Pernod Ricard is lobbying for lower tax rates through a free trade deal in the works between the UK and India. The alcohol giant aims to use the free trade deal to benefit their whisky sales in India.
Jean-Etienne Gourgues, the chief executive of Chivas Brothers (owned by Pernod Ricard), said that “global supply chain difficulties” are making it harder for their products to be sold in “key markets”. He “hopes” that a free trade agreement between the UK and India could take care of these “difficulties” so that Chivas Brothers can push their products even more aggressively on the Indian people.
Currently, India has high import tariffs for Scotch whisky. This protects Indian society from being saturated with imported whisky products and further accelerating alcohol harm in Indian communities.
Pernod Ricard reported massive profits in the latter half of 2021. They recorded €1.998 billion (US$2.28 billion) in profits, a 22% increase.

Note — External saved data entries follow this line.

PR #6490, opened 2025-10-07
Fix token refresh for Business Platform API

gonzaloriestra:

Fixes https://github.com/shop/issues-develop/issues/21223

We keep seeing some [unhandled 401 errors like this](https://observe.shopify.io/goto/CctwZi6NR?orgId=1), that shouldn't be happening.

When the CLI gets a 401, it tries to get a new token (by refreshing or starting the full authentication flow) and then retries the request.

The problem is that the retry after the refresh process was always using the App Management API token, but if the query was against Business Platform API, then it was obviously getting another 401, that was reported.

Pass the API type to the refresh function, so that it returns the proper token for each one.

### How to test your changes?

The token must become invalid right before a Business Platform request, so it's not easy to reproduce. I faked it this way:
- Add a breakpoint [here](https://github.com/Shopify/cli/blob/2ef801b5b1c476e0c9510e550e5f7178eb582d45/packages/app/src/cli/commands/app/dev.ts#L134)
- Run `p shopify app dev`
- When it the debugger stops, update the value of `appContextResult.developerPlatformClient.session.businessPlatformToken` to `wrong`
- Continue
- On main, it should return a 401. With this branch, it should work.

### Measuring impact

### Checklist

### DIFF
--- a/packages/app/src/cli/utilities/developer-platform-client.ts
+++ b/packages/app/src/cli/utilities/developer-platform-client.ts
@@ -296,9 +296,18 @@ export interface DeveloperPlatformClient {
 
 const inProgressRefreshes = new WeakMap<DeveloperPlatformClient, Promise<string>>()
 
+/**
+ * Creates an unauthorized handler for a developer platform client that will refresh the token
+ * and return the appropriate token based on the token type.
+ * If the tokenType is 'businessPlatform', the handler will return the business platform token.
+ * Otherwise, it will return the default token (App Management API or Partners API).
+ * @param client - The developer platform client.
+ * @param tokenType - The type of token to return ('default' or 'businessPlatform')
+ * @returns The unauthorized handler.
+ */
 export function createUnauthorizedHandler(
   client: DeveloperPlatformClient,
-  tokenType: 'appManagement' | 'businessPlatform' = 'appManagement',
+  tokenType: 'default' | 'businessPlatform' = 'default',
 ): UnauthorizedHandler {
   return {
     type: 'token_refresh',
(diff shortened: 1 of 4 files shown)


packages/app/src/cli/utilities/developer-platform-client.ts
```diff
@@ -296,24 +296,30 @@ export interface DeveloperPlatformClient {
...
+          await tokenRefresher
         } finally {
           inProgressRefreshes.delete(client)
         }
       }
+
+      // After refresh, get the appropriate token based on the request type
+      const session = await client.session()
+      const token = tokenType === 'businessPlatform' ? session.businessPlatformToken : session.token
+      return {token}
```
isaacroldan, line 331: Partners client also goes through this code, which will "accidentally" work because we default to "appManagement" and then it uses the generic `session.token`.

Seems like a smell that we should just have different `createUnauthorizedHandler` 🤔 
But we will remove the Partners part soon so...

What do you think? maybe having a `createBusinessPlatformUnauthroziedHandler` makes everything clearer

gonzaloriestra: Good point. I've renamed the `appManagement` type to `default` and added a comment explaining it. Is it enough or do you think we should better duplicate the function?

isaacroldan: You need to also update all calls with `this.createUnauthorizedHandler('appManagement')`

I think It'd be cleaner to have different functions for different tokens. But not a strong opinion, you can leave it like this if you prefer

gonzaloriestra: Done. I'll leave it like this because we will remove Partners soon and I prefer to avoid duplicating the logic.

The liquor giant increased their sales in Asia and the rest of the world by 16%. The company plans to pump in even more dollars into marketing to accelerate their alcohol marketing to drive in their aggressive pursuit of driving up alcohol consumption globally.

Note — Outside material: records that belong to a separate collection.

Issue #6481, opened 2025-10-03
[Feature] Support glob patterns in theme environment flags


dejmedus:
### What area(s) will this request affect?

Theme

### What type of change do you want to see?

New feature

### Overview

When working with multiple environments that share naming conventions (e.g., `int-production`, `us-production`, `eu-production`), we currently need to specify each environment individually:

```sh
shopify theme delete -e int-production -e us-production -e eu-production
```

Instead we could allow glob patterns in environment flags to match multiple environments:

```sh
shopify theme delete -e "*-production"
```

### Motivation

Theme Kit allowed this, but theme commands currently do not. This will make running multi environment commands easier

andershagbard:
Still an issue

andershagbard:
Still an issue

andershagbard:
Still an issue

andershagbard:
Still an issue :(

andershagbard:
Still active

andershagbard:
Still an issue

andershagbard:
Still an issue

PR #6493, opened 2025-10-07
Allow theme commands to use glob patterns for the `--environment` flag

graygilmore:

- Fixes https://github.com/Shopify/cli/issues/6481

Some theme commands accept multiple environments to be specified but it can be annoying to write them all out if you have many environments that follow a certain pattern.

This PR allows you to specify environment names using glob patterns:

```
shopify theme push -e "*-production"
```

The above example will try to match all environments defined in your `shopify.theme.toml` file that end with `-production`. We're support all pattern matching from `minimatch` including these common patterns:

- `*`: Matches zero or more characters
- `?`: Matches exactly one character
- `[]`: Matches any single character within the brackets
- `{}`: Matches any of the comma-separated patterns

### How to test your changes?

Install the snapped version:

```
npm i -g --@shopify:registry=https://registry.npmjs.org @shopify/cli@0.0.0-snapshot-20251008192534
```

Try running commands with glob patterns:

```
shopify theme info -e "test*"
```

With a `shopify.theme.toml` that looks like this:

```toml
[environments.test1]
store = "test1"
password = "asdf"

[environments.test2]
store = "test2"
password = "asdf"

[environments.test3]
store = "test3"
password = "asdf"
```

### Measuring impact

### Checklist


packages/cli-kit/src/public/node/environments.ts
```diff
@@ -111,3 +112,43 @@ export async function getEnvironmentNames(fileName: string, options?: LoadEnviro
...
+export async function expandEnvironmentPatterns(
+  patterns: string[],
+  fileName: string,
+  options?: LoadEnvironmentOptions,
+): Promise<string[]> {
+  const allEnvironments = await getEnvironmentNames(fileName, options)
+  const matchedEnvironments = new Set<string>()
+
+  for (const pattern of patterns) {
+    const isGlob = ENVIRONMENT_ALLOWED_GLOB_PATTERN.test(pattern)
```
graygilmore: Instead of matching against this we could *always* parse with `minimatch` but this would result in us ignoring the flag if it doesn't find any matches.

While this is open for review I'm going to play around with the consequences of that approach.

andershagbard:
Was this intended to close @graygilmore? It's a much needed feature

graygilmore:
Nope! I'll be opening it back up when I have some time. I found a couple of edge cases we need to cover.

Issue #6455, opened 2025-09-30
[Bug]: Restore the ability to push to published theme


bakura10:
### Please confirm that you have:

- [x] Searched [existing issues](.) to see if your issue is a duplicate. (If you’ve found a duplicate issue, feel free to add additional information in a comment on it.)
- [x] Reproduced the issue in [the latest CLI version](https://www.npmjs.com/package/@shopify/cli).

### In which of these areas are you experiencing a problem?

Theme

### Expected behavior

Starting from Shopify CLI 3.85 I'm facing this issue:

<img width="599" height="200" alt="Image" src="https://github.com/user-attachments/assets/e61e4575-2acf-4739-bdad-34bf98380a50" />

I tried to use the option --force but it does not work. Unfortunatey I can't run this method in interactive mode as I'm piping it with other commands. In our case we're developing themes so we're always on dev stores, being able to push to the live theme is extremely convenient.

Can we have a way to bypass this new thing?

Thanks

### Actual behavior

Can't push to live theme

### Verbose output

<details>
  <summary>Verbose output</summary>

  ```
  Paste the output here!
  ```

</details>

### Reproduction steps

1.
2.
3.

### Operating System

OS X

### Shopify CLI version (`shopify --version`)

3.85.2

graygilmore:
Thanks @bakura10 we'll have a look at this one.

aswamy:
Hey @bakura10 did you try using `--allow-live` flag?

Could you post your verbose logs if you're still experiencing issues after adding that flag?

bakura10:
@aswamy --allow-live is not a valid flag.

aswamy:
I need to know what command you're running. If `--allow-live` doesn't exist, i assume you're running `shopify theme dev`, not `shopify theme push`?

I checked out a previous version of the CLI and can notice there is no confirmation on pushing directly to the live theme:

i.e. `npx shopify@3.83.3 theme dev -t <live theme>` does not show any confirmation, but `npx shopify@3.83.3 theme dev -t 175926804644 --force` does.

I guess the solution would be to have something like `--allow-live` like `shopify theme push` has OR make `force` bypass the confirmation layer 🤔

bakura10:
Sorry, I should have clarified, I'm indeed talking of `dev` command :)

PR #6503, opened 2025-10-10
Add --allow-live flag to theme dev commands

dejmedus:
- closes https://github.com/Shopify/cli/issues/6455

Recently, a [confirmation prompt](https://github.com/Shopify/cli/pull/6314) was added to `theme dev` commands to prevent unintended development on live themes. In order to run `dev` command non-interactively, we need a way confirm via CLI

This PR adds an `--allow-live` flag  to skip confirmation

https://github.com/user-attachments/assets/aa888206-3495-4e6f-9b23-a130766a2e47

### How to test your changes?

- Pull down the branch `gh pr checkout 6503` or install the snapit version
```sh
npm i -g --@shopify:registry=https://registry.npmjs.org @shopify/cli@0.0.0-snapshot-20251010162922
```
```sh
shopify theme dev -t <live theme> --allow-live
```
- running `theme dev` on a:
  - non-live theme should work as expected
  - live theme without `-a` or `--allow-live` should prompt for confirmation
  - live theme with `-a` or `--allow-live` should should not prompt

### Measuring impact

### Checklist


packages/theme/src/cli/commands/theme/dev.ts
```diff
@@ -124,6 +124,12 @@ You can run this command only in a directory that matches the [default Shopify t
       description: 'The password for storefronts with password protection.',
       env: 'SHOPIFY_FLAG_STORE_PASSWORD',
     }),
+    'allow-live': Flags.boolean({
+      description: 'Allow development on a live theme.',
+      char: 'a',
+      env: 'SHOPIFY_FLAG_ALLOW_LIVE',
+      default: false,
```
aswamy, line 131: Any reason we're doing this differently than `push.ts`?

dejmedus: > default: false

The added default? Yeah, Its not necessary, if not provided it'll be false anyways. This just read as more explicit to me - but could be removed if we want?

aswamy: nah just asking why. Not sure if there is any logic in `push` that's different when it is _not_ set.

dejmedus: Ahh, sounds good! I don't believe so

Issue #5176, opened 2025-01-10
[Feature]: Customizer keyboard shortcut to go directly to the template within the customizer instead of having to navigate


rcasimmons:
### What area(s) will this request affect?

Theme, Running your code locally

### What type of change do you want to see?

New feature

### Overview

From my time working with Wordpress back in the day, there was always a helpful bar located at the top of the page that would enable you to go directly to the admin interface for the page you're on. For example, if I'm on 'About Us', I could click 'Edit page' and I'd be taken straight to the backend to edit that page.

My thought process here was, what if the CLI, now we have shortcut keys in the latest update to quickly go to the customizer using e etc, we had another that would take us directly to the customizer of the template we're viewing on localhost?

I get I'm probably being naive but I'm sure the CLI could perfect the flow here.

Essentially, if I'm viewing the product template on 127, when I hit say 'g' or whatever key, it takes me directly to the customizer with that template pre-populated as the page to customize?

This could also spread to the front-end of Shopify, if the client is logged in and previewing a theme. The white bar at the bottom could have a button that takes the user directly to the backend to edit the page and another to go straight to the customizer.

### Motivation

It can become quite tedious having to press 'e', wait for the customizer to load (especially if the client's site speed isn't that good), then scroll through the list of templates or have to search.

One key, boom, you're already in the page ready to use the customizer.

rcasimmons:
Commenting to avoid closing.

@gonzaloriestra is this something we could look to implement perhaps?

graygilmore:
Thanks @rcasimmons this is a great idea. We've also been toying around with the idea of adding some kind of developer interface to the theme preview when it's being run via the CLI that could have a number of different options/links. Would that be of interest, too?

gonzaloriestra:
Version 3.87.0 finally includes a fix for this: https://github.com/Shopify/cli/pull/6504

PR #6504, opened 2025-10-10
Open specific template URL in theme editor shortcut

graygilmore:

- Closes https://github.com/Shopify/cli/issues/5176

Uses the most recent rendered page to determine which template to open in the theme editor in the Admin. This is helpful for when you're working on a specific template (or even product) and want to make changes in the editor.

We're able to simply forward the URL because the theme editor uses the exact path in the `previewPath` query param to determine which template to load.

### How to test your changes?

```
npm i -g --@shopify:registry=https://registry.npmjs.org @shopify/cli@0.0.0-snapshot-20251010170603
```

1. Start a dev server (`shopify theme dev`)
3. While the running server is focused, hit `e`
4. You should see the theme editor open (unchanged existing behaviour)
5. Open your local preview `t` and navigate to a different template (e.g. a product)
6. While the running server is focused, hit `e`
7. You should see the theme editor open to the product template with the specific product you were looking at selected
8. Rinse and repeat for any of the other pages you want to test!

### Measuring impact

### Checklist

### DIFF
--- a/packages/theme/src/cli/utilities/theme-environment/html.ts
+++ b/packages/theme/src/cli/utilities/theme-environment/html.ts
@@ -23,6 +23,8 @@ export function getHtmlHandler(theme: Theme, ctx: DevServerContext): EventHandle
   return defineEventHandler((event) => {
     const [browserPathname = '/', browserSearch = ''] = event.path.split('?')
 
+    ctx.lastRequestedPath = event.path
+
     const shouldRenderUploadErrorPage =
       ctx.options.errorOverlay !== 'silent' && ctx.localThemeFileSystem.uploadErrors.size > 0
 
--- a/.changeset/metal-lemons-reflect.md
+++ b/.changeset/metal-lemons-reflect.md
@@ -1,0 +1,10 @@
+---
+'@shopify/theme': patch
+---
+
+Editor shortcut (e) will now navigate to your most recently viewed template
+
+Hitting `e` while your server is running (`shopify theme dev`) will now open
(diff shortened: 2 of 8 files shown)


packages/theme/src/cli/utilities/theme-environment/html.ts
```diff
@@ -23,6 +23,8 @@ export function getHtmlHandler(theme: Theme, ctx: DevServerContext): EventHandle
   return defineEventHandler((event) => {
     const [browserPathname = '/', browserSearch = ''] = event.path.split('?')
 
+    ctx.lastRequestedPath = browserPathname
```
karreiro: May we support query parameters? They’re especially important when working with pages like search, where query parameters help play an important role on setting the state of the page (they’d also be handy for product variant pages).

From what I can see, the theme editor already supports query parameters, so this might just be a matter of making sure we pass them:

image

EvilGenius13 (approved):
Thanks @gray! Happy to see we are re-using the `e` key and not making a new one. 🎩 went well.

packages/theme/src/cli/utilities/theme-environment/html.ts
graygilmore: Ooo I like it!

graygilmore:
## Force Push Patch Notes

- [Updated](https://github.com/Shopify/cli/compare/61399d3bbeae707e920e714fa89edffc7b3389ee..3ac79824746765e3a51a9456a8e63730962fc9ee) the shortcut to include query params that might have been on the page already and added a test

Pernod Ricard fuels alcohol harms
The profits of Pernod Ricard and other Big Alcohol companies come at a cost to society. For example in India the products and practices of the alcohol industry are responsible for substantial death and disease rates:
- In 2017, alcohol products were responsible for more than 580,000 deaths in India, according to the Global Burden of Disease Study.
- According to OECD figures, alcohol use has risen with more than 72.5% over a period of 20 years.
- According to a report by the Ministry of Social Justice and Empowerment (MoSJE) of India, every third alcohol user in India needs help for alcohol use problems and only about 1 in 38 people with alcohol dependence, report getting any treatment or help.
- A modelling study in 2019 found that India loses 1.45% of its GDP due to alcohol. This is more than the country’s entire health spending which is 1.28% of its GDP.
- In numbers, between 2011–2050 India stands to lose US$2.2 trillion – accounting for tax revenues – because of harm due to alcohol.
India does not have a comprehensive national alcohol policy. Most of India’s alcohol policies are regulated at the subnational level. This has led to various different alcohol laws across states.
Big Alcohol is known to exploit the loopholes in India’s alcohol policies.
- Recently, three major alcohol multinationals were exposed for price cartellization.
- The companies were Carlsberg, AB InBev acquired SABMiller, and Heineken-controlled United Breweries (UB).
- Before that Carlesberg was exposed for bribery and child labour in India.
- In the state of Assam alcohol was used to bribe voters during elections.
- During COVID-19, Big Alcohol has been pushing state governments to allow home delivery of alcohol products. This led some states to trial various online sales methods, including a token system.
Now, Pernod Ricard is trying to influence a free trade deal between the UK and India to reduce import tariffs on their products so that the company can flood India with their alcohol brands and push for higher consumption at the cost of Indian lives.
The liquor giant is looking for similar deals to reduce import taxes in other countries in the global south such as Nigeria and Brazil. What these countries have in common is a growing middle-class and young populations with more disposable income. In other words, the perfect target for driving up alcohol consumption and recruiting lifelong customers to replace the decreasing alcohol use trends in western countries.